Enough history... follow the links; they're worth reading.

The Romans, way back when, knew the value of "highways" for good communication, and Clipper ships, trains and planes took off in good part because of the need for better, faster and cheaper delivery routes for goods and services.

And then the Internet rolls along.

The assumption was that instant ordering required instant gratification - so as the notion of it having to be there yesterday grew, FedEx stock shot up...and then people realized how much extra they were paying... two- and three-day delivery became the norm and the FedEx great innovation of that time was FedEx Ground Delivery... while they and others reassessed the Postal Service which owned the "last mile" that is the actual trek to the person's home.
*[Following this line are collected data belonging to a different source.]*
PR #504, opened 2019-08-19
Deduplicate during fetching when retrieving related resources on AssetList

HMEiding:


tests/tests_unit/test_data_classes/test_assets.py
```diff
@@ -79,19 +79,22 @@ def test_get_files(self):
...
         r3 = resource_class(id=3)
         resources_a1 = resource_list_class([r1])
         resources_a2 = resource_list_class([r2, r3])
         resources_a3 = resource_list_class([r2, r3])
 
-        mock_concurrency.execute_tasks_concurrently.return_value.results = [resources_a1, resources_a2, resources_a3]
+        mock_cognite_client = mock.MagicMock()
+        mock_method = getattr(mock_cognite_client, method)
+        mock_method.list.side_effect = [resources_a1, resources_a2, resources_a3]
+        mock_method._config = mock.Mock(max_workers=3)
```
erlendvollset: Is this necessary?

HMEiding: It's necessary in order for the comparison on line 108 of _concurrency.py to work. The exact value of 3 is not important, though.

cognite/client/data_classes/assets.py
```diff
@@ -173,6 +174,11 @@ class AssetList(CogniteResourceList):
     _RESOURCE = Asset
     _UPDATE = AssetUpdate
 
+    def __init__(self, resources: List[Any], cognite_client=None):
+        super().__init__(resources, cognite_client)
+        self._lock = threading.Lock()
```
erlendvollset: This lock should be instantiated in the function scope.

cognite/client/data_classes/assets.py
```diff
@@ -204,21 +210,28 @@ def files(self) -> "FileMetadataList":
         return self._retrieve_related_resources(FileMetadataList, self._cognite_client.files)
 
     def _retrieve_related_resources(self, resource_list_class, resource_api):
+        seen = set()
+
+        def retrieve_and_deduplicate(asset_ids):
+            res = resource_api.list(asset_ids=asset_ids, limit=-1)
+            resources = resource_list_class([])
+            for resource in res:
+                with self._lock:
```
erlendvollset: Actually, move this lock outside the for loop. No point in releasing/acquiring the lock in every iteration 😅

HMEiding: Yes, I thought so too.

PR #511, opened 2019-08-26
notebook output

sanderland:
These functions make it so that resources in a notebook show up like their pandas equivalent instead of json dumps.
Convenient, or confusing?

### DIFF
--- a/CHANGELOG.md
+++ b/CHANGELOG.md
@@ -21,10 +21,12 @@ Changes are grouped as follows
 
 ## [Unreleased]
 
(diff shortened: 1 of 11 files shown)


erlendvollset:
Should add a note about it in the changelog though :)

erlendvollset:
Maybe default string representation for CogniteResourceList should be .to_pandas() aswell?

sanderland:
As in to_pandas. __str? I think that might break some console scripts/core sdk.

erlendvollset:
Ah yes, of course.

Issue #444, opened 2022-03-22
Extend Exporter show page to include Collection and FileSet entries


bkiahstroud:

alishaevn:
released in https://github.com/samvera-labs/bulkrax/releases/tag/v4.3.0.

PR #542, opened 2022-06-01
444-exporter-show-page

alishaevn:
ref #444 

# expected behavior

# demo
| | exporter show page | 
| --- | --- |
| works |image |
| collections | image |
| file sets | image|


ShanaLMoore (approved):

ShanaLMoore:
The exporters show page would be easier to read if the tab sections were separated into partials. However I see that this is how the importers show page is done too.

alishaevn:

At about the same time as FedEx discovered that having to pay drove a different set of behavior, Kozmo went live: "During the first Internet boom, startups like Kozmo.com became ubiquitous in New York as employees with purple messenger bags fanned out to deliver snacks and household goods. But it didn't make money, went bust, and became a cautionary tale for the future."

Clearly GPS and other technology make it a bit easier today, but it's still a people- and place-intensive undertaking... big cost and someone has to bear it.

And bear it they will...Barney's department store in New York will deliver same day for an added cost of $25, and in the UK, Argos offers a similar service with various options.

Uber is in the game as are a slew of start-ups, stores, services and plain old people.

And of course Amazon tops the list with the desire to "disrupt" yet again...

Let's be clear:

None of this is true Digital disruption... not even close. In fact, it's not even true Retail disruption... at best it's evolution... or reapplication of time-tested and sadly forgotten truths... that it's people who shop, want convenience, look for value, need choice, require confidence and demand ease of purchase and return.

I recommend that you read the Sears Wish Book cover of the 1890s and compare it to Amazon... also look at the size of the "remote" shopping industry when it was difficult to get to a store and, even if you could, there was no real selection of goods or value in pricing... do the conversion math - the industry was huge.

Nor is there anything called digital delivery... despite the digibabblists and the analysts looking to monetize yet another market moneymaker for themselves.

Drones? Check out the Dabawallas.

And bottom line?

Amazon has just invested in a fleet of trucks...

And in a tribute to Dickens and the power of Christmas, here's a recent story about Amazon:

Bins full of orders move along 14 miles of conveyor belts, but outside, traffic grinds to a halt for miles when more than 4,000 employees are going in and out during rush hour.

On Wednesday, [Mayor Dave] Fried, Council President Ron Witt, police brass and township engineer Tim McGough will meet with Amazon's senior management to discuss both short- and long-term solutions - among them being adjusting the timing of traffic lights, enforcing park-and-ride programs for employees, changing shift schedules and adding more lanes and roads.

The number of Amazon employees is more than double than what was originally approved, Fried said. They work four 10-hour days on two shifts.

"We have a system that was built for a number of cars and it's twice as many cars," he said. "It wasn't built to handle that much volume."

"Most concerning, though, is the accident count has risen 300 percent," he said.


And there you have it... Dickens half-crown is now billion dollars of loss and traffic accidents...

Let me end as I began... with Dickens:

There are books of which the backs and covers are by far the best parts. Charles Dickens


I can think of no better articulation of Digibabble.

What do you think?

And what do you think that "intelligent boy...remarkable boy....delightful boy" would say?